**DATA FOR THIS TASK:**
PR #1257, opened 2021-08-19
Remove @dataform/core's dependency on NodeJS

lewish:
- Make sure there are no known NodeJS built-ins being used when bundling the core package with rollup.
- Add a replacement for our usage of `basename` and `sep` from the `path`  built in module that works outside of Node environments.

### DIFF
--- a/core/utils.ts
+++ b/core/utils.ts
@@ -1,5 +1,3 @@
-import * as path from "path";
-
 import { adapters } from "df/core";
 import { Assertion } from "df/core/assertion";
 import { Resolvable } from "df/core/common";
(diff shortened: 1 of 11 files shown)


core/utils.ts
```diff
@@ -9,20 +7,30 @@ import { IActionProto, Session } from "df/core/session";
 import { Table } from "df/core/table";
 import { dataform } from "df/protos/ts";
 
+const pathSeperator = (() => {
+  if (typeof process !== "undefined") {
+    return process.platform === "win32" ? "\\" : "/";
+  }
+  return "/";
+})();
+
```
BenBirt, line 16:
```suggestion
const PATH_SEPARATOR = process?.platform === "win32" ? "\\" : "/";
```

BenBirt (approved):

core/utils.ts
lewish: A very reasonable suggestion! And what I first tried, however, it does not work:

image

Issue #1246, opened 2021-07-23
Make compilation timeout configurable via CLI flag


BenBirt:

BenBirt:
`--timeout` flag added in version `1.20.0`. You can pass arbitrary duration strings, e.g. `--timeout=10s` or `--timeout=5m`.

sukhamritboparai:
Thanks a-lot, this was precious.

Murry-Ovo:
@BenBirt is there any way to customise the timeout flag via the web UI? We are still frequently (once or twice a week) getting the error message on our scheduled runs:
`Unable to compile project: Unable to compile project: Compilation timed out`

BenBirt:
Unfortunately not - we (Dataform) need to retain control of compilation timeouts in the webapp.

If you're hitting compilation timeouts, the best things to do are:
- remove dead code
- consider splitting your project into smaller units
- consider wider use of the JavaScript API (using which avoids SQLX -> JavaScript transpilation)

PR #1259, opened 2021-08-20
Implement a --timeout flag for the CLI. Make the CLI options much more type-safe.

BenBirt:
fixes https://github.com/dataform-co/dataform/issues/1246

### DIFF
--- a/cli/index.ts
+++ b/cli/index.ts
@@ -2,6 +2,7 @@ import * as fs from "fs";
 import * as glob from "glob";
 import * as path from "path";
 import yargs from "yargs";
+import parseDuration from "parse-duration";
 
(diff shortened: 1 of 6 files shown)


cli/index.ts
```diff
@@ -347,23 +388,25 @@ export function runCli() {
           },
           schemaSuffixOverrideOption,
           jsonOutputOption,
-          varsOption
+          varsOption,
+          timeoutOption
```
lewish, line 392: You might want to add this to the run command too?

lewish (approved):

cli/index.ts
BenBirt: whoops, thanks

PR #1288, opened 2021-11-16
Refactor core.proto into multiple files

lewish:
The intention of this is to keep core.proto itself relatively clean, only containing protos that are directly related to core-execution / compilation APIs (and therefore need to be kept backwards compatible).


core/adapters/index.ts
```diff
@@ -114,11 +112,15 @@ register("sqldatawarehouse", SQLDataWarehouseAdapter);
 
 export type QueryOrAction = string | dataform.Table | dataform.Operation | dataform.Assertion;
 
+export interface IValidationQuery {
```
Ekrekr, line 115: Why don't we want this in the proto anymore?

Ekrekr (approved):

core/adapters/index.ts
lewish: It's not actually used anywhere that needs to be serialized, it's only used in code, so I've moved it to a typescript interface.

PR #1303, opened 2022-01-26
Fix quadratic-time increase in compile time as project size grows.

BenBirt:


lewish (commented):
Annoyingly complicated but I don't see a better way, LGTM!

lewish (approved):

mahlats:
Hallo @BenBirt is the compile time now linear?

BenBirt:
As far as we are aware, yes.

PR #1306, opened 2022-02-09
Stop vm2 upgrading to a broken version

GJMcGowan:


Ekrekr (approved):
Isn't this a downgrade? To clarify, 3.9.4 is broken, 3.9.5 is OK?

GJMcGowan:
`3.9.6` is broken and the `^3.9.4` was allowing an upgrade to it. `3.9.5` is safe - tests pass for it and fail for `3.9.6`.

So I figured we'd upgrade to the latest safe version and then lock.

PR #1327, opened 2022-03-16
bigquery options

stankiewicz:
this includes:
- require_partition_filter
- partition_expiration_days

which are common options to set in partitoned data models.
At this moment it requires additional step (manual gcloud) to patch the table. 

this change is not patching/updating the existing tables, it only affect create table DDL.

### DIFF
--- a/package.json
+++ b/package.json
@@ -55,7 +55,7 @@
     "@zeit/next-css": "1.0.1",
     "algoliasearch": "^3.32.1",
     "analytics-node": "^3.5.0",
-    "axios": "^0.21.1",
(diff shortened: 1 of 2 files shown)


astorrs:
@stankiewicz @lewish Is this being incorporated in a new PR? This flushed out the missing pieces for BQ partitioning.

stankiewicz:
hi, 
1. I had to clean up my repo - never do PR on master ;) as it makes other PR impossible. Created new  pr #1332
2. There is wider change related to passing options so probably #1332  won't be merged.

**WHAT IS NEEDED:**
Go through the listing and print each line exactly as it appears.

**EXERCISE SOLUTION:**
PR #1257, opened 2021-08-19
Remove @dataform/core's dependency on NodeJS

lewish:
- Make sure there are no known NodeJS built-ins being used when bundling the core package with rollup.
- Add a replacement for our usage of `basename` and `sep` from the `path`  built in module that works outside of Node environments.

### DIFF
--- a/core/utils.ts
+++ b/core/utils.ts
@@ -1,5 +1,3 @@
-import * as path from "path";
-
 import { adapters } from "df/core";
 import { Assertion } from "df/core/assertion";
 import { Resolvable } from "df/core/common";
(diff shortened: 1 of 11 files shown)


core/utils.ts
```diff
@@ -9,20 +7,30 @@ import { IActionProto, Session } from "df/core/session";
 import { Table } from "df/core/table";
 import { dataform } from "df/protos/ts";
 
+const pathSeperator = (() => {
+  if (typeof process !== "undefined") {
+    return process.platform === "win32" ? "\\" : "/";
+  }
+  return "/";
+})();
+
```
BenBirt, line 16:
```suggestion
const PATH_SEPARATOR = process?.platform === "win32" ? "\\" : "/";
```

BenBirt (approved):

core/utils.ts
lewish: A very reasonable suggestion! And what I first tried, however, it does not work:

image

Issue #1246, opened 2021-07-23
Make compilation timeout configurable via CLI flag


BenBirt:

BenBirt:
`--timeout` flag added in version `1.20.0`. You can pass arbitrary duration strings, e.g. `--timeout=10s` or `--timeout=5m`.

sukhamritboparai:
Thanks a-lot, this was precious.

Murry-Ovo:
@BenBirt is there any way to customise the timeout flag via the web UI? We are still frequently (once or twice a week) getting the error message on our scheduled runs:
`Unable to compile project: Unable to compile project: Compilation timed out`

BenBirt:
Unfortunately not - we (Dataform) need to retain control of compilation timeouts in the webapp.

If you're hitting compilation timeouts, the best things to do are:
- remove dead code
- consider splitting your project into smaller units
- consider wider use of the JavaScript API (using which avoids SQLX -> JavaScript transpilation)

PR #1259, opened 2021-08-20
Implement a --timeout flag for the CLI. Make the CLI options much more type-safe.

BenBirt:
fixes https://github.com/dataform-co/dataform/issues/1246

### DIFF
--- a/cli/index.ts
+++ b/cli/index.ts
@@ -2,6 +2,7 @@ import * as fs from "fs";
 import * as glob from "glob";
 import * as path from "path";
 import yargs from "yargs";
+import parseDuration from "parse-duration";
 
(diff shortened: 1 of 6 files shown)


cli/index.ts
```diff
@@ -347,23 +388,25 @@ export function runCli() {
           },
           schemaSuffixOverrideOption,
           jsonOutputOption,
-          varsOption
+          varsOption,
+          timeoutOption
```
lewish, line 392: You might want to add this to the run command too?

lewish (approved):

cli/index.ts
BenBirt: whoops, thanks

PR #1288, opened 2021-11-16
Refactor core.proto into multiple files

lewish:
The intention of this is to keep core.proto itself relatively clean, only containing protos that are directly related to core-execution / compilation APIs (and therefore need to be kept backwards compatible).


core/adapters/index.ts
```diff
@@ -114,11 +112,15 @@ register("sqldatawarehouse", SQLDataWarehouseAdapter);
 
 export type QueryOrAction = string | dataform.Table | dataform.Operation | dataform.Assertion;
 
+export interface IValidationQuery {
```
Ekrekr, line 115: Why don't we want this in the proto anymore?

Ekrekr (approved):

core/adapters/index.ts
lewish: It's not actually used anywhere that needs to be serialized, it's only used in code, so I've moved it to a typescript interface.

PR #1303, opened 2022-01-26
Fix quadratic-time increase in compile time as project size grows.

BenBirt:


lewish (commented):
Annoyingly complicated but I don't see a better way, LGTM!

lewish (approved):

mahlats:
Hallo @BenBirt is the compile time now linear?

BenBirt:
As far as we are aware, yes.

PR #1306, opened 2022-02-09
Stop vm2 upgrading to a broken version

GJMcGowan:


Ekrekr (approved):
Isn't this a downgrade? To clarify, 3.9.4 is broken, 3.9.5 is OK?

GJMcGowan:
`3.9.6` is broken and the `^3.9.4` was allowing an upgrade to it. `3.9.5` is safe - tests pass for it and fail for `3.9.6`.

So I figured we'd upgrade to the latest safe version and then lock.

PR #1327, opened 2022-03-16
bigquery options

stankiewicz:
this includes:
- require_partition_filter
- partition_expiration_days

which are common options to set in partitoned data models.
At this moment it requires additional step (manual gcloud) to patch the table. 

this change is not patching/updating the existing tables, it only affect create table DDL.

### DIFF
--- a/package.json
+++ b/package.json
@@ -55,7 +55,7 @@
     "@zeit/next-css": "1.0.1",
     "algoliasearch": "^3.32.1",
     "analytics-node": "^3.5.0",
-    "axios": "^0.21.1",
(diff shortened: 1 of 2 files shown)


astorrs:
@stankiewicz @lewish Is this being incorporated in a new PR? This flushed out the missing pieces for BQ partitioning.

stankiewicz:
hi, 
1. I had to clean up my repo - never do PR on master ;) as it makes other PR impossible. Created new  pr #1332
2. There is wider change related to passing options so probably #1332  won't be merged.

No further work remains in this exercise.